# Mineral Oil, Tung Oil or Walnut Oil on Cutting Boards (and other things)



## WoodArtbyJR (Apr 13, 2010)

*Mineral Oil, Tung Oil or Walnut Oil on Cutting Boards (and other things)*

What are the differences between the three oils? Mineral oil is the cheapest. Tung and walnut are priced about the same and both can cause alergic reactions to those that are alergic to nuts. So, I ask, what are the finishing differences. Is one better then the other (other then the cost)? Or does it just get down to a personal preference? As advertised, walnut oil will provide a hardened surface after being exposed to UVs. Mineral oil will need additional coats as it drys out. Tung oil needs to be thinned to penetrate better in the first coats. Mineral oil heated and mixed with bees wax provides a very nice seal coal. Can you do the same with walnut or tung oil or would this be counter productive. Or, if you're going to do this, wouldn't you be just as well off (and much cheaper) to use mineral oil and bees wax?

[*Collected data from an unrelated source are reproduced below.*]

PR #3121, opened 2021-05-06
Fix minor typo in const-ub RFC

teor2345:
It looks like "anything else" is what was meant here.


teor2345:
@RalfJung just a quick typo fix for one of your RFCs :-)

RalfJung:
Ah yes, this is one of the things that are hard for foreign speakers to get right. ;) When you use "everything" vs "anything" is very different in German and English. Thanks for catching this!

So, LGTM -- but I do not have PR merge powers in this repo.

Mark-Simulacrum (approved):

PR #3147, opened 2021-07-13
io-safety: add missing link reference definitions

wchargin:
This RFC contained some links that referred to Rust symbols but lacked a
Markdown link reference definition, so they were just parsed as normal
text.

Test Plan:
In the rendered document, the character `[` now only appears as part of
the phrase `&[u8]`.

wchargin-branch: io-safety-link-refs


ehuss (approved):
Thanks!

PR #3153, opened 2021-07-22
Update all references to my name

lilyball:
As mentioned in rust-lang/rust#87357, this repo has no `.mailmap`. Is there a reason for this?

Come on LJs, give me your thoughts, ideas, experience and or preference.


----------



## ellen35 (Jan 1, 2009)

WoodArtbyJR said:


> *Mineral Oil, Tung Oil or Walnut Oil on Cutting Boards (and other things)*
> 
> What are the differences between the three oils? Mineral oil is the cheapest. Tung and walnut are priced about the same and both can cause alergic reactions to those that are alergic to nuts. So, I ask, what are the finishing differences. Is one better then the other (other then the cost)? Or does it just get down to a personal preference? As advertised, walnut oil will provide a hardened surface after being exposed to UVs. Mineral oil will need additional coats as it drys out. Tung oil needs to be thinned to penetrate better in the first coats. Mineral oil heated and mixed with bees wax provides a very nice seal coal. Can you do the same with walnut or tung oil or would this be counter productive. Or, if you're going to do this, wouldn't you be just as well off (and much cheaper) to use mineral oil and bees wax? Come on LJs, give me your thoughts, ideas, experience and or preference.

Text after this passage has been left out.